Search the data below for "none"; list each line that holds it.
Segment Start: Data excerpts
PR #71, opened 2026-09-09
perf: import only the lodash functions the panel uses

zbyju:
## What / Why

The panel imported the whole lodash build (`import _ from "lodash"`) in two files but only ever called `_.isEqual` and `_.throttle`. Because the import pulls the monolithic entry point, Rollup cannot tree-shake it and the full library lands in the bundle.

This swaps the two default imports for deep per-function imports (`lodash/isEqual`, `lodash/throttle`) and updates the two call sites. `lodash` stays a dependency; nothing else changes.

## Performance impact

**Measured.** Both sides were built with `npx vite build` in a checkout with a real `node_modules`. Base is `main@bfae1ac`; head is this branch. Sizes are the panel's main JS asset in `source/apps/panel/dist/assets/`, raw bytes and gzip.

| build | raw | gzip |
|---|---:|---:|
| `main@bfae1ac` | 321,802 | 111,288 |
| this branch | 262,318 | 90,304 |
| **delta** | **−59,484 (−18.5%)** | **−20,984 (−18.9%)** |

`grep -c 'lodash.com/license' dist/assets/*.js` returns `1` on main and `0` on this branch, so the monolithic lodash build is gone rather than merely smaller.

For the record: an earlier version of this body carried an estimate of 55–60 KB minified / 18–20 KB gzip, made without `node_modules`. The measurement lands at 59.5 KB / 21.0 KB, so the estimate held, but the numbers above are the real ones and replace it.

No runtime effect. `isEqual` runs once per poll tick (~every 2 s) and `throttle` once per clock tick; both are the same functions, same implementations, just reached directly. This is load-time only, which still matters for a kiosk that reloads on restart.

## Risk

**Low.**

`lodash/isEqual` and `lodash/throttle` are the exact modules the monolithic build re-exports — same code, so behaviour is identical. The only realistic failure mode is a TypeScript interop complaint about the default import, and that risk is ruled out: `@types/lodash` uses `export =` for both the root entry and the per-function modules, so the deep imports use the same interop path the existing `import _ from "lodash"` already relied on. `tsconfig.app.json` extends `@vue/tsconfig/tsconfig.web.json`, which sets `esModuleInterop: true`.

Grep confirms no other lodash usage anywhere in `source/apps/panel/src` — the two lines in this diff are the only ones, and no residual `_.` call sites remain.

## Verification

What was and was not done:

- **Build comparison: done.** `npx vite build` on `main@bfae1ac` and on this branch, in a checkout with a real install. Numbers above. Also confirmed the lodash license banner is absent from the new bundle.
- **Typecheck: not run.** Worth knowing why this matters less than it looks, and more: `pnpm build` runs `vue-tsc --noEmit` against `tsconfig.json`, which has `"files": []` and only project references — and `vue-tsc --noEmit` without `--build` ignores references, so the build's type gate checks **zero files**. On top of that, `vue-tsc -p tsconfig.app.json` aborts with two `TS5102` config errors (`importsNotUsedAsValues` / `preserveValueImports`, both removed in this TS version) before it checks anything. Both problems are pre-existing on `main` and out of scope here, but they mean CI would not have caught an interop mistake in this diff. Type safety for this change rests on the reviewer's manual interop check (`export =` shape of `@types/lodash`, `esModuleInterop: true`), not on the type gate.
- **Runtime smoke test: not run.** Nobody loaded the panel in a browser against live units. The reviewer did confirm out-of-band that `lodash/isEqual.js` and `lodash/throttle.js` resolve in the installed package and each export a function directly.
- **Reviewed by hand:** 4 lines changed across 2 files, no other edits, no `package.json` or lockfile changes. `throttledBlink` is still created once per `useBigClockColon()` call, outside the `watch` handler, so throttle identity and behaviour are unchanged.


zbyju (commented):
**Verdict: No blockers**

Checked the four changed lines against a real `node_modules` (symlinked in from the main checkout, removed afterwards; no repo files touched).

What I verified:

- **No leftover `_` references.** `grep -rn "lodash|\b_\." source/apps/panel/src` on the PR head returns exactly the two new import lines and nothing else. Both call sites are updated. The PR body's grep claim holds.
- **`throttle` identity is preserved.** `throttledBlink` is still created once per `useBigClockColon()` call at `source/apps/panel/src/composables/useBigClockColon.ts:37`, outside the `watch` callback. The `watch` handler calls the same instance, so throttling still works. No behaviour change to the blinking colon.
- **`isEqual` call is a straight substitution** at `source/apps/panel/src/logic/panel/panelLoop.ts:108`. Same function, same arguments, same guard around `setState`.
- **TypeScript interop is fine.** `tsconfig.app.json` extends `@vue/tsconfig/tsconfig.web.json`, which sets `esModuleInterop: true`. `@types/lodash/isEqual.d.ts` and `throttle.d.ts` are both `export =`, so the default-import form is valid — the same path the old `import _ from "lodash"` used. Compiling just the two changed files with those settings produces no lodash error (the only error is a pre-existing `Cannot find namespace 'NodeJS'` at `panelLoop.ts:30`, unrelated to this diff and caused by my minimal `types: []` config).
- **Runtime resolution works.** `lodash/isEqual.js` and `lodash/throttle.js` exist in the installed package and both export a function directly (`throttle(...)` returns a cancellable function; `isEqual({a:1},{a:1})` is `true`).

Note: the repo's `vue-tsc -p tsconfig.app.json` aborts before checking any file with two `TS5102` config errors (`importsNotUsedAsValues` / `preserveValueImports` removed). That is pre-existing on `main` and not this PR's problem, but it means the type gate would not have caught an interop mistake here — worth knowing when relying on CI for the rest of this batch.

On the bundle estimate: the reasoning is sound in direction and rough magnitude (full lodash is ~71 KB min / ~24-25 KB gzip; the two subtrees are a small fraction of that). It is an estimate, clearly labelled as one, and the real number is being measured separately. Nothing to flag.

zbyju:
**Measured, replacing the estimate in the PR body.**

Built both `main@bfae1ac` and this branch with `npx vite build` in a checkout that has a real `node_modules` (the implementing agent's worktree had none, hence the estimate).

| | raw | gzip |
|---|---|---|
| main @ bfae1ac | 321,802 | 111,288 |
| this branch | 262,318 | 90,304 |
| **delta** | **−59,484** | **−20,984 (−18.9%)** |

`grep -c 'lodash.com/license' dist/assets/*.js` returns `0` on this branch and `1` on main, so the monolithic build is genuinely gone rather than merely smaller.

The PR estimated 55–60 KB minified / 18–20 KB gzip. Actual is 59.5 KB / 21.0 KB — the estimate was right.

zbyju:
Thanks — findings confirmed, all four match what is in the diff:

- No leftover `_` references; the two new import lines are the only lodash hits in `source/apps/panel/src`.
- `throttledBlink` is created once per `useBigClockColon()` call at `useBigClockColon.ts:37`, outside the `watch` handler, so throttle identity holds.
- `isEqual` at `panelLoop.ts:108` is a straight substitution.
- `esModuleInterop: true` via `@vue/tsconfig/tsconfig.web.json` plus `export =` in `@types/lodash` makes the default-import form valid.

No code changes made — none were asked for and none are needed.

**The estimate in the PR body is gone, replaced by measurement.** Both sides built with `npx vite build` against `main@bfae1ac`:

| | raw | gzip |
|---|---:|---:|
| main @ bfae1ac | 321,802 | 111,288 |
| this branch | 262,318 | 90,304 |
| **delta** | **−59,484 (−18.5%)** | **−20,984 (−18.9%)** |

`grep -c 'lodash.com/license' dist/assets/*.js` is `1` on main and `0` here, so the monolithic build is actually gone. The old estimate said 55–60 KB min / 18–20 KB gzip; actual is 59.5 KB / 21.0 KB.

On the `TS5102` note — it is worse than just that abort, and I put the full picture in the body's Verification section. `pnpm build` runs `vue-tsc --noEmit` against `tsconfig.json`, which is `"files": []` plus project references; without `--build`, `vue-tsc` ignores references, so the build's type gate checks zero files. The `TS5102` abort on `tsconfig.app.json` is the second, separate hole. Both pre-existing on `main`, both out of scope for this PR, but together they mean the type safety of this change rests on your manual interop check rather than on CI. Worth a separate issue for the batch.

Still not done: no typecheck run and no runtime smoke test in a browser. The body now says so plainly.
Segment End: Data excerpts
Result -
Built both `main@bfae1ac` and this branch with `npx vite build` in a checkout that has a real `node_modules` (the implementing agent's worktree had none, hence the estimate).
No code changes made — none were asked for and none are needed.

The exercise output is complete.